- TASK STATEMENT -
Pick out the lines below that contain the string "Plain" and copy them all.

**** MATERIAL PROVIDED

PR #1625, opened 2021-02-25
[localize] Natural expressions

aomarks:
Templates can now contain arbitrary expressions, and no longer need to be wrapped in a function.

Fixes https://github.com/Polymer/lit-html/issues/1544

#### Before

```ts
msg((name) => html`Hello <b>${name}</b>!`, {args: [getUsername()]});
```

#### After

```ts
msg(html`Hello <b>${getUsername()}</b>!`);
```

### Plain strings with expressions

Plain strings containing expressions must now be tagged with the new `str` tag. We need this so that lit-localize can access dynamic values at runtime.

```ts
import {msg, str} from 'lit-localize';
msg(str`Hello ${name}`);
```

### Implementation

The trickiest part of this PR was dealing with these issues:

1. Variable scopes are different between the source module and generated locale modules.
2. The order of expressions can change from one locale to another.

Previously, these issues were both solved by requiring that templates with expressions were wrapped in a function, and by enforcing that template expressions only referenced parameters to that function:

```ts
// some-locale.ts
export const templates = {
  abc123: (a, b) => html`foo ${a} bar ${b}`,
};

// another-locale.ts
export const templates = {
  abc123: (a, b) => html`${b} rab ${a} oof`,
};
```

Here is what we now do instead:

1. Instead of passing the `options.args` value through to the localized template function, we now instead "transplant" the `values` array from the source `TemplateResult` to the localized `TemplateResult`.

2. We encode the *ordering* of expressions into the locale modules. Since we no longer need to encode actual expression values into generated locale modules, we can overload the expression slots to encode the index into the source template values array.

So, generated locale modules now look like this:

```ts
// some-locale.ts
export const templates = {
  abc123: html`foo ${0} bar ${1}`,
};

// another-locale.ts
export const templates = {
  abc123: html`${1} rab ${0} oof`,
};
```

And in our `msg` function, we do something roughly like this:

```ts
const expressionOrder = localizedTemplate.values as number[];
localizedTemplate.values = expressionOrder.map((i) => sourceTemplate.values[i]);
```


packages/localize/src_client/lit-localize.ts
```diff
@@ -311,64 +336,92 @@ const setLocale: ((newLocale: string) => Promise<void>) & {
...
+        }).values = order.map((i) => (template as TemplateResult).values[i]);
+        return localized;
+      }
     }
   }
-  if (typeof template === 'function') {
-    return template(...(options?.args ?? []));
+  if (typeof template !== 'string' && 'strTag' in template) {
+    // E.g. str`Hello ${name}!` in original source locale.
+    return joinStringsAndValues(template.strings, template.values);
```
rictic, line 395: Why is this needed for str tagged templates but not html tagged templates??

packages/localize/src/typescript.ts
```diff
@@ -89,3 +94,34 @@ export function escapeStringToEmbedInTemplateLiteral(
...
+): ts.TemplateLiteral {
+  const file = ts.createSourceFile(
+    '__DUMMY__.ts',
+    '`' + templateLiteralBody + '`',
+    ts.ScriptTarget.ESNext,
+    false,
+    ts.ScriptKind.JS
+  );
+  if (file.statements.length !== 1) {
+    throw new KnownError('Internal error: expected 1 statement');
```
rictic, line 114: Should these be KnownErrors? Seems like a stack trace might be useful here.

rictic (approved):

packages/localize/testdata/xliff/input/xliff/es-419.xlf
```diff
@@ -1,54 +1,66 @@
...
-    <trans-unit id="h3c44aff2d5f5ef6b">
-      <source>Hello <ph id="0">&lt;b></ph>World<ph id="1">&lt;/b></ph>!</source>
-      <target>Hola <ph id="0">&lt;b></ph>Mundo<ph id="1">&lt;/b></ph>!</target>
-    </trans-unit>
-    <trans-unit id="h82ccc38d4d46eaa9">
-      <source>Hello <ph id="0">&lt;b>${name}&lt;/b></ph>!</source>
-      <target>Hola <ph id="0">&lt;b>${name}&lt;/b></ph>!</target>
-    </trans-unit>
-  </body>
+<?xml version="1.0" encoding="UTF-8"?>
```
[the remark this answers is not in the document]
aomarks: The previous version was generated by an older version of the XLIFF generator that omitted the header, and I never updated it. In this PR, I re-generated it from scratch.

rictic (approved):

********

- OUTPUT -
### Plain strings with expressions
Plain strings containing expressions must now be tagged with the new `str` tag. We need this so that lit-localize can access dynamic values at runtime.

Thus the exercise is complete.